En el 2018, los mexicanos y las mexicanas eligieron a un representante de la izquierda como presidente, y hasta ahora, nada indica que con Andrés Manuel López Obrador el país aumente la protección ambiental y disminuya el extractivismo. Al contrario, su modelo de desarrollo, industrializador y nacionalista, privilegiará la extracción del petróleo y también la minería. El petróleo, líquido que corre por las venas de este modelo de desarrollo de sonrisa falsa y vestido con ropa de los años 1950, debe servir también como un remedio al paciente mexicano, incluso en sus enfermedades sociales como la desigualdad y la pobreza. Dicha elección confirma que la izquierda tradicional latinoamericana, hasta hoy, carece de una visión verdaderamente social y ecológica. Su referencia no es el futuro, sino el pasado, apostando a los moldes del siglo XX. La nueva presidencia mexicana cortó el presupuesto de distintas instituciones gubernamentales en el área de medio ambiente y política climática, y aumentó en 11 veces el presupuesto de la Secretaría de Energía (SE). Este aumento no es para promover energías renovables, sino para salvar a la empresa estatal Petróleos Mexicanos (Pemex).
La intensificación de este uso o abuso de la naturaleza ignora la conexión entre la justicia social y la justicia ecológica. Independientemente de los efectos sobre el desarrollo, el uso de los recursos naturales tiene una naturaleza conflictiva. Por eso, según afirma la tesis principal de este libro, el furor extractivista que observamos ha de provocar casi por fuerza conflictos sociales y ecológicos. Debido a que éste no atiende a ningún color político, sino económico, los conflictos surgen en toda América Latina, la región con más problemas socioambientales derivados del extractivismo, aunque éstos tienden a aumentar en todas partes.
Pero los afectados se manifiestan de manera cada vez más perceptible; los enfoques alternativos son discutidos con mayor fuerza. Hay señales positivas: las resistencias proliferan y, hay que decirlo, con ellas aumenta también la criminalización y represión que enfrentan.
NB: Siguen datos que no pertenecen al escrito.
PR #6958, opened 2015-04-16
CE-1625 Add subpages model classes

adamkarminski:
@lukaszkonieczny


extensions/wikia/Insights/models/InsightsQuerypageModel.php
```diff
@@ -0,0 +1,68 @@
...
+ */
+abstract class InsightsQuerypageModel extends InsightsModel {
+	private $queryPageInstance,
+		$template = 'subpageList';
+
+	public
+		$offset = 0,
+		$limit = 100;
+
+	abstract function getDataProvider();
```
lukaszkonieczny: Did you consider moving vars and function (between lines 9-16) to InsightModel?

adamkarminski: All of them are part of the subpages based on QueryPage. I'd rather keep the InsightsModel minimal. We can think about refactoring InsightsModel to an Interface since it has only abstract methods.

PR #6959, opened 2015-04-16
Monetization (MON-379): MonetizationModule - updated module width

saipetch:
Monetization (MON-379): MonetizationModule - updated module width for breakpoints change


tedgill:
LGTM

Breakpoints are not going out today...so no need to rush it.

PR #6962, opened 2015-04-16
SOC-605 Implement blog and article comments using the new Email extension

garthwebb:
https://wikia-inc.atlassian.net/browse/SOC-605


extensions/wikia/GlobalWatchlist/GlobalWatchlistBot.class.php
```diff
@@ -9,7 +9,8 @@ class GlobalWatchlistBot {
 	const REPLY_ADDRESS = 'noreply@wikia.com';
 
 	public function __construct() {
-		\F::app()->wg->ExtensionMessagesFiles['GlobalWatchlist'] = dirname( __FILE__ ) . '/GlobalWatchlist.i18n.php';
+		$messageFiles = \F::app()->wg->ExtensionMessagesFiles;
+		$messageFiles['GlobalWatchlist'] = dirname( __FILE__ ) . '/GlobalWatchlist.i18n.php';
```
garthwebb: The line as is was throwing this error in dev:
```php
Indirect modification of overloaded property WikiaGlobalRegistry::$ExtensionMessagesFiles has no effect in /usr/wikia/source/app/extensions/wikia/GlobalWatchlist/GlobalWatchlistBot.class.php on line 12
```
Even though its just a notice, it was somehow randomly killing requests

extensions/wikia/ArticleComments/classes/ArticleComment.class.php
```diff
@@ -13,18 +13,22 @@ class ArticleComment {
 	const CACHE_VERSION = 2;
```
garthwebb: There are a lot of spacing fixes introduced in this class via the stylize.php script.  I also changed array() => [].  Sorry for the length ...

extensions/wikia/ArticleComments/classes/ArticleComment.class.php
```diff
@@ -94,6 +98,52 @@ static public function newFromArticle( Article $article ) {
...
+		if ( empty( $param['useSlave'] ) ) {
+			$dbh = wfGetDB( DB_MASTER );
+			$flags = Title::GAID_FOR_UPDATE;
+		} else {
+			$dbh = wfGetDB( DB_SLAVE );
+			$flags = 0;
+		}
+
+		$titleText = $title->getDBkey();
+		$prefix =  $titleText . '/' . ARTICLECOMMENT_PREFIX;
```
rafalkalinski: this is probably a good place for implode finction

garthwebb: For joining two, possibly three things together I think simple concatenation is more readable than an implode.

extensions/wikia/Email/Email.i18n.php
```diff
@@ -3,6 +3,7 @@
 
 $messages['en'] = array(
 	'emailext-desc' => 'An extension to handle delivering email',
+	'emailext-anonymous-editor' => 'A Wikia fan',
```
garthwebb: This message was moved from WatchedPage.i18n.php since it could be applied to multiple email types.

extensions/wikia/Email/EmailController.class.php
```diff
@@ -28,6 +31,12 @@
 	/**	@var string The language to send the email in */
 	protected $targetLang;
```
garthwebb: The following two members were pulled down from the WatchedPageController since they are common to all emails sent.

extensions/wikia/Email/EmailController.class.php
```diff
@@ -145,13 +173,24 @@ public function main() {
 	/**
 	 * Create an error response for any exception thrown while creating this email
 	 *
-	 * @param ControllerException $e
+	 * @param \Exception $e
 	 *
 	 */
-	protected function setErrorResponse( ControllerException $e ) {
+	protected function setErrorResponse( \Exception $e ) {
```
garthwebb: So it turns out that Nirvana change an exception thrown (say one based on our ```Email\ControllerException```) and re-throw it as its own ```WikiaDispatchedException```.  Given that we use the Nirvana request routing a few times during email creation, we need to catch all errors.

extensions/wikia/Email/templates/avatarLayout.mustache
```diff
@@ -1,6 +1,6 @@
 <div class="greeting">
 	<p>{{salutation}}</p>
-	<p>{{{articleEditedText}}}</p>
+	<p>{{{summary}}}</p>
```
garthwebb: Gave this and the variable below a more generic name, since the current names are somewhat specific to the WatchedPage email.

includes/EmailNotification.php
```diff
@@ -458,30 +455,68 @@ private function emailExtensionEnabled() {
...
+		} elseif ( $this->isBlogComment() ) {
+			$controller = 'Email\Controller\BlogComment';
+		}
+
+		if ( !empty( $controller ) ) {
+			$params = [
 				'targetUser' => $user->getName(),
 				'title' => $this->title->getText(),
-				'nameSpace' => $this->title->getNamespace(),
+				'namespace' => $this->title->getNamespace(),
```
garthwebb: This was a merge conflict.  Kept the all lowercased version since ```namespace``` is one word.

includes/UserMailer.php
```diff
@@ -146,21 +146,32 @@ static function makeMsgId() {
 	 * array of parameters. It requires PEAR:Mail to do that.
 	 * Otherwise it just uses the standard PHP 'mail' function.
 	 *
```
garthwebb: Several fixes to doc strings ...

includes/UserMailer.php
```diff
@@ -146,21 +146,32 @@ static function makeMsgId() {
...
+		MailAddress $to,
+		MailAddress $from,
+		$subject,
+		$body,
+		MailAddress $replyTo = null,
+		$contentType = null,
+		$category = 'UserMailer',
+		$priority = 0,
+		$attachments = []
+	) {
```
garthwebb: Simply split this to several lines since its very long and hard to follow.

includes/UserMailer.php
```diff
@@ -209,14 +220,14 @@ public static function send( $to, $from, $subject, $body, $replyto = null, $cont
 		$headers['From'] = $from->toString();
 		$headers['Return-Path'] = $from->address;
 
-		if ( $replyto && $replyto instanceof MailAddress ) {
-			$headers['Reply-To'] = $replyto->toString();
+		if ( $replyTo && $replyTo instanceof MailAddress ) {
+			$headers['Reply-To'] = $replyTo->toString();
```
garthwebb: Applying casing rules.

includes/UserMailer.php
```diff
@@ -209,14 +220,14 @@ public static function send( $to, $from, $subject, $body, $replyto = null, $cont
...
 		}
 
 		$headers['Date'] = date( 'r' );
 		$headers['MIME-Version'] = '1.0';
 
-		if ( empty( $attachements ) ) {
+		if ( empty( $attachments ) ) {
```
garthwebb: Misspelled var.

extensions/wikia/GlobalWatchlist/GlobalWatchlistBot.class.php
jsutterfield: Oh, hmm. Yea, when the bot is instantiated it's including the message files. Incorrectly at that. Looks like that was my change. Sorry about that. Thanks for fixing it.

But also, no, it doesn't really do anything. 1.) Because we're already including the file [here](https://github.com/Wikia/app/blob/dev/extensions/wikia/GlobalWatchlist/GlobalWatchlist.php#L21) during startup. And 2.) because most of these messages are in the MediaWiki namespace on messaging wiki which trumps this file. I'm going to remove that include from the set-up file since these messages are only need when the bot is run.

includes/context/RequestContext.php
```diff
@@ -327,7 +327,7 @@ public function setSkin( Skin $s ) {
 	/**
 	 * Get the Skin object
 	 *
-	 * @return Skin
+	 * @return Skin|Linker
```
garthwebb: The object returned is always of type ```Skin``` but this code contains a ```__call``` method that sends unmatched method calls to ```Linker``` methods.  Adding this hinting allows PHPStorm to find method definitions properly.  This kind of ```__call``` usage is essentially multiple inheritance.

includes/EmailNotification.php
```diff
@@ -458,30 +455,68 @@ private function emailExtensionEnabled() {
...
 	private function sendUsingEmailExtension( \User $user ) {
-		F::app()->sendRequest( 'Email\Controller\WatchedPage', 'handle',
-			[
+
+		if ( $this->isArticlePageEdit() ) {
+			$controller = 'Email\Controller\WatchedPage';
+		} elseif ( $this->isArticleComment() ) {
+			$controller = 'Email\Controller\ArticleComment';
+		} elseif ( $this->isBlogComment() ) {
+			$controller = 'Email\Controller\BlogComment';
```
jsutterfield: So this doesn't actually cover all cases. Adding a category also goes through this method (`$this->action === "categoryadd"`), as does the email for a create page (`empty( $this->action ) && $this->isNewPage();`) so those emails will get skipped by this current logic. Those are the only other 2 that I know of, but given the wilyness of MediaWiki, there could be others.

We should make sure that the category add and created page emails still flows through the `sendUsingUserMailer()` method, and also maybe log the $action when the controller is empty on L471 so we can see if we're missing anything else?

extensions/wikia/Follow/FollowHelper.class.php
```diff
@@ -220,7 +223,7 @@ static public function watchBlogListing(&$article, &$user, $text, $summary, $min
 				$title = Title::makeTitle( NS_BLOG_LISTING, $title );
 				$related[] = ucfirst($title->getDBKey());
 			}
-			self::emailNotification($article->getTitle(), $related, NS_BLOG_LISTING, $user, "blogpost", wfMsg('follow-bloglisting-summary'));
+			self::emailNotification($article->getTitle(), $related, NS_BLOG_LISTING, $user, self::LOG_ACTION_BLOG_POST, wfMsg('follow-bloglisting-summary'));
```
jsutterfield: Since we're touching this line, how about updating wfMsg?

extensions/wikia/Email/i18n/Comment.i18n.php
```diff
@@ -0,0 +1,18 @@
+<?php
+$messages = [];
+
+$messages['en'] = [
+	'emailext-articlecomment-summary' => 'People are talking about $1 on {{SITENAME}}!',
+	'emailext-blogcomment-summary' => 'People are talking about the $1 post on {{SITENAME}}!',
+	'emailext-comment-salutation' => 'Hi $1,',
+	'emailext-comment-link-label' => 'See this comment',
+	'emailext-comment-view-all' => "[$1 View all comments]",
```
jsutterfield: Do we have a ticket to get these translated?

extensions/wikia/Email/EmailController.class.php
```diff
@@ -344,6 +376,35 @@ private function getUnsubscribeLink() {
 		return $unsubscribeTitle->getFullURL( $params );
 	}
 
+
+	/**
+	 * @return String
+	 */
+	protected function getCurrentProfilePage() {
+		if ( $this->currentUser->isAnon() ) {
```
jsutterfield: Don't we want to check if the currentUser is not anon?

extensions/wikia/Email/EmailController.class.php
```diff
@@ -344,6 +376,35 @@ private function getUnsubscribeLink() {
...
+			return $this->currentUser->getUserPage()->getFullURL();
+		}
+		return "";
+	}
+
+	/**
+	 * @return String
+	 */
+	protected function getCurrentUserName() {
+		if ( $this->currentUser->isAnon() )	 {
```
jsutterfield: Same here, shouldn't this be `!$this->currentUser->isAnon()`?

extensions/wikia/Email/Email.i18n.php
mklucsarits: Can the capitalization issue in https://wikia-inc.atlassian.net/browse/SOC-641 be handled as part of your changes here?

garthwebb: @mklucsarits good point.  I'm on the edge of whether to do it though since it seems like she may want two different behaviors out this string which I'm inclined to handle separately.  I'll see what she says.

extensions/wikia/Email/EmailController.class.php
garthwebb: Yup.  I don't really remember why I changed this from ```isLoggedIn```

extensions/wikia/Email/i18n/Comment.i18n.php
garthwebb: No, I need to do that.

garthwebb: And now, witness the glory that is LOC-28: https://wikia-inc.atlassian.net/browse/LOC-28

extensions/wikia/Follow/FollowHelper.class.php
garthwebb: Sure, and while I'm at it I'll UPDATE SPACING FOR THE WHOLE FILE!  And add some comments.  While I'm at it.

includes/EmailNotification.php
garthwebb: Yah, that was my intent but I think I lost it when moving things around.

includes/EmailNotification.php
```diff
@@ -496,44 +541,45 @@ private function sendUsingUserMailer( \User $user ) {
...
 	private function sendPersonalised( $watchingUser ) {
-		// From the PHP manual:
-		//     Note:  The to parameter cannot be an address in the form of "Something <someone@example.com>".
-		//     The mail command will not parse this properly while talking with the MTA.
 		$to = new MailAddress( $watchingUser );
-
-		// $PAGEEDITDATE is the time and date of the page change
-		// expressed in terms of individual local time of the notification
-		// recipient, i.e. watching user
-		// TODO The logic below is duplicated twice, break this off into a separate method.
```
garthwebb: Actually, it was only duplicated once ...

extensions/wikia/Follow/FollowHelper.class.php
jsutterfield: LOL

jsutterfield:
LGTM

extensions/wikia/Email/Email.i18n.php
garthwebb: @mklucsarits ok, I'm going to let this one be for this ticket and not confuse things.

extensions/wikia/Email/i18n/Comment.i18n.php
garthwebb: Ok, LOC-28 got ... lost in translation.  Here's the new ticket, LOC-32: https://wikia-inc.atlassian.net/browse/LOC-32

includes/EmailNotification.php
garthwebb: Ok, I think this should be addressed by the changes made in the calling function.

extensions/wikia/Follow/FollowHelper.class.php
garthwebb: Hmm, somehow with all this I didn't actually update wfMsg...

PR #7179, opened 2015-05-12
Proper Tracker.track() parameter send in legacy code.

harnash:
Leftovers after changing Tracker.track() method parameters.


macbre:
LGTM

PR #7181, opened 2015-05-12
CreateWiki: wait for slaves to catch up

macbre:
First of all: I'm going to burn in hell until the end of time for this commit.

Long story short: CreateWiki process redirect to the newly created wiki which pretty often results with a fatal / blank page due to slave not catching up and missing the wiki database or lacking part of required tables.

Sleep for a second in `wfWaitForSlaves`  when called for wiki from G cluster.

@drozdo / @michalroszka / @harnash / @wladekb / @owend

### DIFF
--- a/includes/GlobalFunctions.php
+++ b/includes/GlobalFunctions.php
@@ -3826,6 +3826,7 @@ function wfWaitForSlaves( $wiki = false ) {
 			# not just the one returned by consul
 			sleep( 1 );
 
+			/* @var MySQLMasterPos $pos */
 			\Wikia\Logger\WikiaLogger::instance()->info( 'wfWaitForSlaves for consul clusters',  [
 				'exception' => new Exception(),
 				'master' => $masterHostName,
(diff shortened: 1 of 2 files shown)


drozdo:
sleep FTW! :)

includes/GlobalFunctions.php
```diff
@@ -3817,6 +3817,21 @@ function wfWaitForSlaves( $wiki = false ) {
 		$dbw = $lb->getConnection( DB_MASTER, array(), $wiki );
 		$pos = $dbw->getMasterPos();
 		$lb->waitForAll( $pos, $wiki );
+
+		// Wikia change - begin
+		// OPS-6313 - sleep-based implementaion for cluster G (it uses consul-powered DB config)
+		if ( $lb->parentInfo()['id'] === 'main-c7' ) {
```
drozdo: could you check if dbhost youre connecting to is in .consul domain or something generic like that? hardcoding cluster name is not the best option IMHO

macbre: Good point, check improved in  7e2943b

macbre:
Backported to the release in 8a53c27

PR #7186, opened 2015-05-12
(CE-1827) Add additional Wikia submitter entity to CE notices

Grunny:
Adds Wikia as the submitter of the CE notice as requested.


lgarczewski:
LGTM.

PR #7187, opened 2015-05-12
SOC-611 | New forum thread email

kvas-damian:
https://wikia-inc.atlassian.net/browse/SOC-611

Most likely we'll need to synchronise with: https://github.com/Wikia/app/pull/7167
It depends which one gets merged first.


extensions/wikia/Email/Controller/ForumController.class.php
```diff
@@ -0,0 +1,109 @@
...
+
+	protected function getButtonLink() {
+		return $this->titleUrl;
+	}
+
+	protected function getDetailsHeader() {
+		return $this->titleText;
+	}
+
+	protected function assertValidParams() {
```
jsutterfield: This is a small thing, but I find it helpful to have functions located close to the places they're called. It makes the code easier to read. Can we move this method up to L29?

extensions/wikia/Email/Controller/ForumController.class.php
```diff
@@ -0,0 +1,109 @@
...
+	}
+
+	public function getSubject() {
+		return wfMessage( $this->getSubjectKey(), $this->boardText )
+			->inLanguage( $this->targetLang )
+			->text();
+	}
+
+	protected function getSubjectKey() {
+		return 'emailext-forum-subject';
```
jsutterfield: Is there a reason to have the `getSubjectKey()`, `getDetails()`, `getButtonLink()`, `getDetailsHeader()` methods? All they're doing is just returning the corresponding instance variable. Can we use those instance variable instead inside of the `body()` method?

extensions/wikia/Email/templates/avatarLayout.mustache
```diff
@@ -27,7 +27,10 @@
 						</a>
 					{{/ editorProfilePage}}
 				</p>
-				<p>{{details}}</p>
+				{{# detailsHeader}}
+					<p><strong>{{detailsHeader}}</strong></p>
+				{{/ detailsHeader}}
```
jsutterfield: I'm sure you already know this, but SOC-608 is doing essentially the same thing [here](https://github.com/Wikia/app/pull/7167/files#diff-b467f3bb9d5d158bafee32774e7a8506R32), we're going to have to resolve that conflict.

extensions/wikia/WallNotifications/WallNotifications.class.php
```diff
@@ -387,50 +387,65 @@ protected function sendEmails( array $watchers, WallNotificationEntity $notifica
 			$watcher = $this->getUser( $val );
 			$mode = $watcher->getOption( 'enotifwallthread' );
 
-			if ( !empty( $mode ) && $watcher->getId() != 0 && (
+			if ( !( $watcher->getBoolOption('unsubscribed') === true ) &&
```
jsutterfield: Hmm, looks like there's going to be a lot of conflicts here actually...you guys were working on essentially the same part of code :)

I'd say we could definitely drop this line though, since we check if the user is unsubscribed in email extension.

extensions/wikia/WallNotifications/WallNotifications.class.php
```diff
@@ -387,50 +387,65 @@ protected function sendEmails( array $watchers, WallNotificationEntity $notifica
...
-				}
+					if ( $notification->data->msg_author_username == $notification->data->msg_author_displayname ) {
+						$author_signature = $notification->data->msg_author_username;
+					} else {
+						$author_signature = $notification->data->msg_author_displayname .
+							' (' . $notification->data->msg_author_username . ')';
+					}
+
+					$data = [];
+					wfRunHooks( 'NotificationGetMailNotificationMessage', [
```
jsutterfield: The Forum extension is using this hook, but we're sending the forum emails up above. Do you know if this hook is still needed? If so, we should move it up around L398, otherwise we should probably delete that hook.

extensions/wikia/WallNotifications/WallNotifications.class.php
```diff
@@ -387,50 +387,65 @@ protected function sendEmails( array $watchers, WallNotificationEntity $notifica
...
 				( $mode == WALL_EMAIL_EVERY ) ||
 				( $mode == WALL_EMAIL_SINCEVISITED && empty( $this->uniqueUsers[$entityKey][$watcher->getId()] ) )
 			)) {
 
-				$key = $this->createKeyForMailNotification( $watcher->getId(), $notification );
-				$watcherName = $watcher->getName();
-
-				if ( $notification->data->msg_author_username == $notification->data->msg_author_displayname ) {
-					$author_signature = $notification->data->msg_author_username;
+				$controller = $this->getEmailExtensionController( $notification );
```
jsutterfield: What're your thoughts on updating this method to return a boolean and be something like `isForumPost`? For me when reading this it's not really clear why we're getting the emailExtensionController, like what the intent is. When looking into `getEmailExtensionController()` then it's revealed that we care if this is a forum post or not. I think it may be clearer if we indicate that here, and then we could hardcode the forum controller on L409.

extensions/wikia/WallNotifications/WallNotifications.class.php
```diff
@@ -1051,4 +1066,18 @@ protected function getUser( $userId ) {
 		return $this->cachedUsers[$userId];
 	}
 
+	private function getEmailExtensionController( $notification ) {
```
jsutterfield: Similar to `assertValidParams` inside of ForumController.class.php, what do you think about moving this method up to around L455? It's defined down here but called way higher up on L396.

extensions/wikia/Email/Controller/ForumController.class.php
```diff
@@ -0,0 +1,109 @@
...
+			->inLanguage( $this->targetLang )
+			->parse();
+	}
+
+	protected function getDetails() {
+		return $this->details;
+	}
+
+	protected function getButtonText() {
+		return wfMessage( 'emailext-forum-button-label')
```
garthwebb: Missing space

garthwebb:
I don't have many comments for this PR currently but I'm interested to see how this and the PR for SOC-608 are pulled together.

extensions/wikia/Email/templates/avatarLayout.mustache
kvas-damian: I'm already working on SOC-608, and will merge them together at some point.

extensions/wikia/WallNotifications/WallNotifications.class.php
kvas-damian: We can't drop it until all emails are migrated to new extension: https://github.com/Wikia/app/pull/7167#discussion_r30186204

extensions/wikia/WallNotifications/WallNotifications.class.php
kvas-damian: There is at least one more email that is sent via this hook. @rafalkalinski is working on removing that in SOC-457

extensions/wikia/WallNotifications/WallNotifications.class.php
kvas-damian: This method is prepared to return different controller names to be able to handle different cases. Including SOC-608 and SOC-457.

Do you think we should still refactor this code?

extensions/wikia/Email/Controller/ForumController.class.php
kvas-damian: I wanted to put everything in getters in order to easily override those parts in classes that inherits from this one. I expect SOC-457 using this code.

jsutterfield: Okay, if this is going be subclassed that makes sense. Works for me :+1:

extensions/wikia/WallNotifications/WallNotifications.class.php
jsutterfield: Ah, I see. I thought of this as binary, we either were sending a Forum email or a Wall email, but if we're differentiating those emails even further then having this method makes more sense to me. Leaving as is works for me :+1:

kvas-damian:
While this code is already merged to SOC-608, closing this PR.

PR #7193, opened 2015-05-13
PLATFORM-1219: more logging in create wiki flow

macbre:
- log if `commit()` was actually performed
- log how long the creation process took

@michalroszka / @harnash / @wladekb / @owend


macbre:
Backported to the upcoming release in eba3611

PR #7197, opened 2015-05-13
DAT-2785 and DAT-2784 - Handle InnerXML properly

sebastianmarzjan:
Remove obsolete test


idradm:
LG, have you thought about injection instead?

SebastianMarzjan:
It might be useful for adding an integration test. I'd suggest let's revise this and add them on next iteration.

PR #7200, opened 2015-05-13
fixPageLatest: fix empty articles with page_latest = 0

macbre:
https://wikia-inc.atlassian.net/browse/PLATFORM-1206

"Fix" articles that have both `page_latest` and `page_len` set to zero by making an empty edit. Revisions are missing (highly likely they've never existed) - "restore"  them by adding empty ones to every affected article.

A script from #876 improved

@wladekb / @harnash / @owend

### DIFF
--- a/maintenance/wikia/fixPageLatest.php
+++ b/maintenance/wikia/fixPageLatest.php
@@ -4,8 +4,10 @@
  * Script that tries to fix page_latest entry in page table
  *
  * @author macbre
- * @file
  * @ingroup Maintenance
+ *
+ * @see BAC-278
+ * @see PLATFORM-1206
  */
 
 require_once( dirname( __FILE__ ) . '/../Maintenance.php' );
@@ -35,6 +37,7 @@ class FixPageLatest extends Maintenance {
 			[
 				'page_id',
 				'page_title',
+				'page_len',
 				#'page_touched',
 				'rev_id'
 			],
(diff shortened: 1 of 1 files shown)


maintenance/wikia/fixPageLatest.php
```diff
@@ -45,44 +74,49 @@ public function execute() {
...
-					['page_id' => $row->page_id],
-					__METHOD__
-				);
-				$this->output(" - page_latest set to {$revId}\n");
-
-				$fixed++;
+			// no revision data - we can generate an empty revision if "page_len" is set to 0 (PLATFORM-1286)
+			if ($revId == 0 &&  $row->page_len == 0 ) {
+				$this->output(" - making an empty edit");
+				$revId = $this->insertEmptyRevision( $row->page_id );
```
harnash: Shouldn't we check if database INSERT was successful? Will it throw exception on failure and if so should we catch it here?

macbre: It will throw an exception. Good point, I'll add a check here.

macbre: Added in e97eb66

macbre:
Reformated the file - please use [this diff](https://github.com/Wikia/app/pull/7200/files?w=1)

harnash:
No more objections. LGTM

PR #7206, opened 2015-05-13
Adding the wikia style guide files to oasis

lizlux:
A best practice we'd like to establish going forward is to create front end components as bower packages and import them into our different apps (i.e. MW and Mercury). This is the first example of this. 

This PR does two things: 

1) Establishes the `/resources/wikia/bower_components/`directory as the place to include all commonly used bower components inside the app repo. See http://bower.io/ for more info on using bower.

2) Imports the style guide (Wikia/style-guide bower component) into the app repo. Note that this PR doesn't actually include any style guide files via resource loader or assets manager. We'll just include files as needed.


dianafa:
is this PR still valid?

lizlux:
Closed this for now. Might re-open when we re-start work on the global nav.

PR #7210, opened 2015-05-13
CONCF-543 check if article exists and only then add it to API response

bognix:
@vforge @rogatty

### DIFF
--- a/extensions/wikia/MercuryApi/models/MercuryApi.class.php
+++ b/extensions/wikia/MercuryApi/models/MercuryApi.class.php
@@ -263,8 +263,12 @@ class MercuryApi {
 		}
 
 		if ( $process ) {
-			foreach ( $data[ $process ] as &$item ) {
-				$item = $this->addArticleUrlToCuratedContentItem( $item );
+			$items = [];
+			foreach ( $data[ $process ] as $item ) {
+				$processedItem = $this->processItem( $item );
+				if (!empty($processedItem)) {
+					$items[] = $processedItem;
+				}
 			}
 		}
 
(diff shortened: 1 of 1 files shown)


rogatty:
LGTM

extensions/wikia/MercuryApi/models/MercuryApi.class.php
```diff
@@ -263,27 +263,37 @@ public function processCuratedContent( $data ) {
...
 	 * Platform Team is OK with hitting DB for MVP (10-15 wikis)
 	 *
 	 * @param $item
 	 * @return mixed
 	 */
-	private function addArticleUrlToCuratedContentItem( $item ) {
+	private function processCuratedContentItem( $item ) {
 		if ( !empty( $item[ 'article_id' ] ) ) {
-			$item[ 'article_local_url' ] = Title::newFromID( $item[ 'article_id' ] )->getLocalURL();
+			$title = Title::newFromID( $item[ 'article_id' ] );
```
hakubo: hmm that is a call to DB for every article,
do we have to check it?
maybe we can handle nulls on the front end?
or maybe we can optimize it?

hakubo:
LGTM

extensions/wikia/MercuryApi/models/MercuryApi.class.php
bognix: there is a comment above to check with platform team when we would go 100% or even for phase 2.

rogatty: Yup, it's stated in the method description that we should fix it.

vforge: We've talked about that with @owend and it's cool for Phase 1

vforge:
LGTM

PR #7215, opened 2015-05-14
Fix for strict error 

kamilkoterba:
Not ticketed. Just fixing what is annoying ;)

'Strict standards: Declaration of AssetsManagerGroupsBuilder::getContent() should be compatible with AssetsManagerBaseBuilder::getContent' 
that was braking assets build because error text was rendered within js assets code

@Wikia/community-engineering, @macbre


macbre:
LGTM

Las leyes cambian: El Salvador, si bien no precisamente una potencia, ha prohibido desde 2017 la extracción de recursos naturales en todo su territorio, con lo cual invalidó una serie de pedidos de concesión para la minería por parte de empresas transnacionales e impidió así una serie de fatalidades ecológicas. Observatorios de la sociedad civil monitorean los conflictos y ayudan con estos datos a las campañas de resistencia. Crece diariamente la conciencia de que la extracción de recursos naturales tiene que ser organizada de manera distinta, participativa, y que no es posible ni necesaria en todos los sitios en donde se pueda encontrar algún mineral de valor comercial. La naturaleza del conflicto en el uso de la naturaleza debe ser reconocido socialmente, abordado políticamente y reglamentado jurídicamente.
En mis viajes por Latinoamérica me he dado cuenta de que esta naturaleza conflictiva, o sea, las conexiones entre —por un lado— la minería, la extracción de petróleo y gas o las actividades de la agroindustria, y —por otro— los conflictos, las luchas de las poblaciones en los territorios afectados y la defensa de sus derechos, no son muy conocidas. Estas disputas se traban en territorios remotos, en lo alto de las sierras, en medio de la selva, en los campos alejados, lejos de los centros urbanos donde viven más del 80% de los latinoamericanos y las latinoamericanas. Reconocer esta falta de información nos motivó, en la oficina Ciudad de México (México y el Caribe) de la Fundación Heinrich Böll, a traducir este pequeño libro al español, con todos los datos actualizados hasta donde fue posible. Así lo presentamos a usted, estimada lectora, estimado lector, para que le sirva.